PermissionSchema.model_validate(d)

# Traceback (most recent call last):
#   File "<console>", line 1, in <module>
#   File "/home/vscode/.local/lib/python3.11/site-packages/pydantic/main.py", line 596, in model_validate
#     return cls.__pydantic_validator__.validate_python(
#            ^^^^^^^^^^^^^^^^^^^^^^^^^^^^^^^^^^^^^^^^^^^
# pydantic_core._pydantic_core.ValidationError: 1 validation error for PermissionSchema
# content_type_id
#   Field required [type=missing, input_value=<DjangoGetter: {'id': 5, ...codename': 'add_group'}>, input_type=DjangoGetter]
#     For further information visit https://errors.pydantic.dev/2.9/v/missing

If I move the field content_type to content_type_id, it can parse

d["content_type_id"] = d.pop("content_type")

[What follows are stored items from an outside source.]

PR #4372, opened 2026-08-14
Accept OCI manifests for checking image existence

tzhu-yelp:
# Problem

Image verification check incorrectly claims image is not already there, because the newly pushed image was pushed as OCI rather than Docker.

Good thing we don't actually care about that, so just need to advertise that we are OK with getting OCI format stuff for manifests

# Solution

Advertise that in headers

# Testing

Nothing yet


piax93 (approved):
Ah yes, the classic

nemacysts (approved):

nemacysts:
@tzhu-yelp i tested this with `paasta verify-image-exists` (which calls this code) and it seems to work :)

PermissionSchema.model_validate(d)
# PermissionSchema(id=5, name='Can add group', content_type=2, codename='add_group')

Note - the property name in the schema is "content_type_id", but the generated output is "content_type"

pp(PermissionSchema.schema())

# {'properties': {'id': {'anyOf': [{'type': 'integer'}, {'type': 'null'}],
#                        'title': 'ID'},
#                 'name': {'maxLength': 255, 'title': 'Name', 'type': 'string'},
#                 'content_type_id': {'title': 'Content Type', 'type': 'integer'},
#                 'codename': {'maxLength': 100,
#                              'title': 'Codename',
#                              'type': 'string'}},
#  'required': ['name', 'content_type_id', 'codename'],
#  'title': 'PermissionSchema',
#  'type': 'object'}
kevingill1966 commented 4 days ago

I found a discussion on this issue: #444

The authors:

  1. defined a custom property for the _id attribute
  2. excluded the foreign key from the field in the Meta section
from django.contrib.auth.models import Permission
from pprint import pp
from ninja import ModelSchema, Field

class PermissionSchema(ModelSchema):
    content_type_id: int
    class Meta:
        model = Permission
        fields = ['id', 'name', 'codename']

perm = Permission.objects.first()
serialiser = PermissionSchema.from_orm(perm)
d = serialiser.dict()
pp(d)

# {'content_type_id': 2,  'id': 5,  'name': 'Can add group',  'codename': 'add_group'}

This dictionary validates correctly

x = PermissionSchema.model_validate(d)
x.dict()
# {'content_type_id': 2, 'id': 5, 'name': 'Can add group', 'codename': 'add_group'}

Is this the standard approach or is there a more automated mechanism?